What is expected: Copy out, word for word, the lines from the start of the data below through the line containing "### Design notes", and no others.
Input data section start
PR #351, opened 2026-06-11
feat : deepseek r1 accuracy support (release/v0.5)

arekay-nv:
## What does this PR do?
Enables DSR1 accuracy checks.

## Type of change

- [ ] Bug fix
- [ ] New feature
- [ ] Documentation update
- [ ] Refactor/cleanup

## Testing

- [ ] Tests added/updated
- [ ] All tests pass locally
- [ ] Manual testing completed

## Checklist

- [ ] Code follows project style
- [ ] Pre-commit hooks pass
- [ ] Documentation updated (if needed)

PR #378, opened 2026-06-27
feat : deepseek r1 accuracy support (release/v0.5) (#351)

arekay-nv:
---------

Cherry-pick DSR1 support back from the release v0.5 branch which has been thoroughly tested.

Adds end-to-end MLPerf **DeepSeek-R1** combined-subset accuracy evaluation. DeepSeek-R1's accuracy set is an ensemble of five subsets (`math500`, `aime`, `gpqa`, `mmlu_pro`, `livecodebench`), each parsed and graded differently. This PR wires up dataset loading, the perf/accuracy phases, and a new scorer that produces a single headline `exact_match` on the same 0–100 scale as the MLPerf golden number (81.3582).

### What's included

| Area | Change |
|------|--------|
| **Scorer** | `DeepSeekR1Scorer` (`scorer_id="deepseek_r1"`) in `evaluation/scoring.py` |
| **Isolated evaluator** | New uv subproject `evaluation/deepseek_r1/` (runner, `pyproject.toml`, `uv.lock`, `setup_eval.sh`, `RUNBOOK.md`) — excluded from the parent wheel |
| **Dataset** | `DeepSeekR1` loader (`dataset_id="deepseek_r1"`) in `dataset_manager/predefined/deepseek_r1/` + registration in `dataset_manager/__init__.py` |
| **Plumbing** | `commands/benchmark/execute.py`: per-scorer `complete` flag plumbed into results; clearer error on bad `accuracy_config.extras`; configurable service-ready timeout |
| **Shared client** | `_lcb_ws_evaluate()` LiveCodeBench WebSocket client, shared by `LiveCodeBenchScorer` and `DeepSeekR1Scorer` |
| **Docs/CI/tests** | `AGENTS.md`, CI workflow tweaks, `transforms.py`, and new unit tests for the dataset + scorer |

### Design notes

- **Out-of-process evaluation.** The official MLCommons `eval_accuracy.py` pulls in heavy, conflicting pins (`transformers`, the `prm800k` math grader, the LiveCodeBench executor). Following the existing `VBenchScorer` pattern, the evaluator runs via `uv run --project` against the isolated subproject; the parent process never imports it. Path resolution is explicit arg → `$DEEPSEEK_EVAL_PROJECT_PATH` → editable-checkout fallback.
- **Pre-tokenized prompt.** The dataset emits an `input_tokens` column (MLPerf `tok_input`) so the `openai_completions` adapter's `Harmonize()` is a no-op and the server chat template is bypassed — the model sees the exact MLPerf prompt. One loader serves both the perf phase (issues `input_tokens`) and the accuracy phase (grades by `dataset`/`ground_truth`).
- **LiveCodeBench sandboxing.** LCB executes untrusted model code, which the in-process MLCommons executor can't sandbox. When a port is configured, the `livecodebench` subset is graded out-of-band against the `lcb-service` WebSocket container; text subsets go through the subprocess; results are merged into one 5-subset number.
- **Partial-result honesty.** A new `Scorer.complete` flag (default `True`) is set `False` whenever the headline can't cover every issued sample — failed text subset, diverging LCB count, or an unreachable `lcb-service` container (LCB left unscored rather than silently shrinking the denominator). The flag is surfaced in results and logs so a partial number is never mistaken for a complete one.
## Type of change

- [ ] Bug fix
- [ ] New feature
- [ ] Documentation update
- [ ] Refactor/cleanup

## Testing

- [ ] Tests added/updated
- [ ] All tests pass locally

## Checklist

- [ ] Pre-commit hooks pass


src/inference_endpoint/commands/benchmark/execute.py
```diff
@@ -105,6 +106,31 @@
...
 
+_SERVICE_READY_TIMEOUT_ENV = "INFERENCE_ENDPOINT_SERVICE_READY_TIMEOUT_S"
+_SERVICE_READY_TIMEOUT_DEFAULT = 30.0
+
+
+def _service_ready_timeout() -> float:
+    """Service-startup readiness timeout, overridable via env.
+
+    Service imports off a shared/Lustre FS can exceed the default under heavy
+    login-node I/O contention. A non-numeric override is ignored with a warning
```
nvzhihanj: This seems to be a hack and non-parameterized field?

src/inference_endpoint/dataset_manager/predefined/deepseek_r1/__init__.py
```diff
@@ -0,0 +1,167 @@
...
+from pathlib import Path
+
+import pandas as pd
+
+from ...dataset import Dataset
+
+logger = getLogger(__name__)
+
+#: Env var pointing at the local MLPerf DeepSeek-R1 source dataset.
+SOURCE_ENV = "DEEPSEEK_R1_DATASET_PKL"
```
nvzhihanj: Using MACRO to point dataset is not a good design, especially using a macro to point to another macro. We can push the parquet file to the repo since it's small anyway

src/inference_endpoint/dataset_manager/predefined/deepseek_r1/__init__.py
```diff
@@ -0,0 +1,167 @@
...
+    One loader serves both phases: the perf phase issues ``input_tokens`` and the
+    accuracy phase hands the rows to ``DeepSeekR1Scorer`` (which grades by
+    ``dataset``/``ground_truth``).
+
+    The source is not bundled (it is the official MLCommons dataset). Point
+    ``$DEEPSEEK_R1_DATASET_PKL`` at your local ``.pkl`` (or an already-prepared
+    ``.parquet``), or pass ``source=`` to :meth:`generate`.
+    """
+
+    COLUMN_NAMES = _OUTPUT_COLUMNS
```
nvzhihanj: Macro pointing to macro

src/inference_endpoint/dataset_manager/predefined/legacy_mlperf_deepseek_r1/__init__.py
```diff
@@ -0,0 +1,167 @@
+# SPDX-FileCopyrightText: Copyright (c) 2026 NVIDIA CORPORATION & AFFILIATES. All rights reserved.
```
nvzhihanj, line 1: we should probably call the dataset legacy_mlperf_deepseek_r1_dataset or something similar. Calling a dataset ds-r1 will be confusing

src/inference_endpoint/dataset_manager/predefined/legacy_mlperf_deepseek_r1/__init__.py
```diff
@@ -0,0 +1,167 @@
...
+
+        if max_samples is not None and max_samples < len(df):
+            full_n = len(df)
+            df = cls._stratified_subset(df, max_samples, seed)
+            logger.info("Stratified subset: %d of %d rows", len(df), full_n)
+        return df
+
+    @staticmethod
+    def _build_from_source(source: str | os.PathLike | None) -> pd.DataFrame:
+        resolved = source or os.environ.get(SOURCE_ENV)
```
nvzhihanj, line 128: Basically we cannot build from source, and have to use existing one. We can probably raise not implemented here and only allow local usage of the parquet then
(Otherwise the logic here is quite confusing)

src/inference_endpoint/evaluation/deepseek_r1/pyproject.toml
```diff
@@ -0,0 +1,55 @@
...
+#   # DeepSeekR1Scorer in the parent will shell out automatically.
+
+[project]
+name = "deepseek-r1-mlperf-accuracy"
+version = "0.1.0"
+description = "Isolated MLCommons DeepSeek-R1 accuracy evaluation environment."
+requires-python = ">=3.10"
+dependencies = [
+    # eval_accuracy.py core
+    "pandas>=2.0",
```
nvzhihanj: Would recommend locking the version == instead of >= to avoid maintenance issues

src/inference_endpoint/evaluation/deepseek_r1/RUNBOOK.md
```diff
@@ -0,0 +1,106 @@
+# DeepSeek-R1 Accuracy Evaluator Subproject
```
nvzhihanj: Not the right place for documentation. Example is the better place.

src/inference_endpoint/evaluation/deepseek_r1/setup_eval.sh
```diff
@@ -0,0 +1,56 @@
...
+PRM800K_COMMIT="7ecc794703b2877f63226f2477a49b34f9b25163"
+LCB_REPO="https://github.com/LiveCodeBench/LiveCodeBench"
+LCB_COMMIT="28fef95ea8c9f7a547c8329f2cd3d32b92c1fa24"
+
+EVAL_ACCURACY_URL="https://raw.githubusercontent.com/mlcommons/inference/${MLC_INFERENCE_COMMIT}/language/deepseek-r1/eval_accuracy.py"
+
+mkdir -p "${SUBMODULES_DIR}"
+
+echo "==> Fetching eval_accuracy.py @ ${MLC_INFERENCE_COMMIT}"
+curl -fsSL "${EVAL_ACCURACY_URL}" -o "${EVAL_DIR}/eval_accuracy.py"
```
nvzhihanj: I understand we need to fetch the LCB_REPO, but if we are only fetching one file from MLCommon inference repo, can we just place it here?

src/inference_endpoint/evaluation/scoring.py
```diff
@@ -1658,3 +1723,374 @@ def score(self) -> tuple[float | None, int]:
         per_dim_scores = self._extract_per_dim_scores(results)
         mean_score = float(np.mean(per_dim_scores))
         return mean_score, n_repeats
+
+
+_DEFAULT_DEEPSEEK_EVAL_PROJECT_PATH = Path(__file__).resolve().parent / "deepseek_r1"
+
+_DEEPSEEK_EVAL_PROJECT_PATH_ENV = "DEEPSEEK_EVAL_PROJECT_PATH"
```
nvzhihanj: MACRO pointing to Macro (one-time)

src/inference_endpoint/evaluation/scoring.py
```diff
@@ -1658,3 +1723,374 @@ def score(self) -> tuple[float | None, int]:
...
+                f"Run `uv sync` and `bash setup_eval.sh` in the accuracy "
+                f"subproject, or set ${_DEEPSEEK_EVAL_PROJECT_PATH_ENV} to the "
+                f"synced subproject path."
+            )
+
+    @staticmethod
+    def _resolve_project_path(explicit: os.PathLike | None) -> Path:
+        """Resolve the DeepSeek eval subproject path.
+
+        Lookup order: explicit ctor arg -> ``$DEEPSEEK_EVAL_PROJECT_PATH`` env
```
nvzhihanj, line 1738: What would be the use case of this - and should we allow such ENV override for the eval directory?

src/inference_endpoint/evaluation/scoring.py
```diff
@@ -1658,3 +1723,374 @@ def score(self) -> tuple[float | None, int]:
...
+
+    def _score_lcb_via_container(self, lcb_df: pd.DataFrame) -> tuple[int, int] | None:
+        """Grade the livecodebench rows against the lcb-service WebSocket.
+
+        Extracts the python block from each ``model_output`` and keys it by
+        question id (the ``ground_truth``), then evaluates via the container.
+        Returns ``(passed, total)`` or None if the service is unreachable (so
+        score() can fall back to the in-process path).
+        """
+        assert self.lcb_websocket_url is not None
```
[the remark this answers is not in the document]
nvzhihanj: +1, raise is probably better

src/inference_endpoint/evaluation/scoring.py
```diff
@@ -1658,3 +1723,374 @@ def score(self) -> tuple[float | None, int]:
...
+        log_path.write_text(completed.stdout or "")
+        if completed.returncode != 0:
+            tail = "\n".join((completed.stdout or "").splitlines()[-50:])
+            raise RuntimeError(
+                f"DeepSeek eval subprocess exited with code "
+                f"{completed.returncode}; full log at {log_path}. "
+                f"Last 50 lines:\n{tail}"
+            )
+
+    def _score_lcb_via_container(self, lcb_df: pd.DataFrame) -> tuple[int, int] | None:
```
nvzhihanj, line 1814: Should this code be reused from the GPT-OSS LCB?

scripts/Dockerfile.dev
```diff
@@ -45,3 +48,16 @@ RUN uv sync --frozen --no-install-project --extra dev --extra test
...
+
+# Provision the isolated DeepSeek-R1 accuracy evaluator so the image is self-contained for
+# `inference-endpoint benchmark --mode acc|both` with NO host checkout and NO runtime network.
+# DeepSeekR1Scorer shells out via `uv run --project src/inference_endpoint/evaluation/deepseek_r1`;
+# that subproject pins heavy/conflicting deps (transformers, prm800k, LiveCodeBench code
+# executor) that must stay OUT of /opt/venv. So override UV_PROJECT_ENVIRONMENT to build the
+# subproject's OWN .venv, then setup_eval.sh fetches eval_accuracy.py + prm800k + LiveCodeBench
+# into mlperf_eval/. (At run time the launcher must likewise point UV_PROJECT_ENVIRONMENT +
+# DEEPSEEK_EVAL_PROJECT_PATH at this subproject, since the image ENV defaults to /opt/venv.)
+RUN cd src/inference_endpoint/evaluation/deepseek_r1 && \
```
Input data section end
Reply:
PR #351, opened 2026-06-11
feat : deepseek r1 accuracy support (release/v0.5)

arekay-nv:
## What does this PR do?
Enables DSR1 accuracy checks.

## Type of change

- [ ] Bug fix
- [ ] New feature
- [ ] Documentation update
- [ ] Refactor/cleanup

## Testing

- [ ] Tests added/updated
- [ ] All tests pass locally
- [ ] Manual testing completed

## Checklist

- [ ] Code follows project style
- [ ] Pre-commit hooks pass
- [ ] Documentation updated (if needed)

PR #378, opened 2026-06-27
feat : deepseek r1 accuracy support (release/v0.5) (#351)

arekay-nv:
---------

Cherry-pick DSR1 support back from the release v0.5 branch which has been thoroughly tested.

Adds end-to-end MLPerf **DeepSeek-R1** combined-subset accuracy evaluation. DeepSeek-R1's accuracy set is an ensemble of five subsets (`math500`, `aime`, `gpqa`, `mmlu_pro`, `livecodebench`), each parsed and graded differently. This PR wires up dataset loading, the perf/accuracy phases, and a new scorer that produces a single headline `exact_match` on the same 0–100 scale as the MLPerf golden number (81.3582).

### What's included

| Area | Change |
|------|--------|
| **Scorer** | `DeepSeekR1Scorer` (`scorer_id="deepseek_r1"`) in `evaluation/scoring.py` |
| **Isolated evaluator** | New uv subproject `evaluation/deepseek_r1/` (runner, `pyproject.toml`, `uv.lock`, `setup_eval.sh`, `RUNBOOK.md`) — excluded from the parent wheel |
| **Dataset** | `DeepSeekR1` loader (`dataset_id="deepseek_r1"`) in `dataset_manager/predefined/deepseek_r1/` + registration in `dataset_manager/__init__.py` |
| **Plumbing** | `commands/benchmark/execute.py`: per-scorer `complete` flag plumbed into results; clearer error on bad `accuracy_config.extras`; configurable service-ready timeout |
| **Shared client** | `_lcb_ws_evaluate()` LiveCodeBench WebSocket client, shared by `LiveCodeBenchScorer` and `DeepSeekR1Scorer` |
| **Docs/CI/tests** | `AGENTS.md`, CI workflow tweaks, `transforms.py`, and new unit tests for the dataset + scorer |

### Design notes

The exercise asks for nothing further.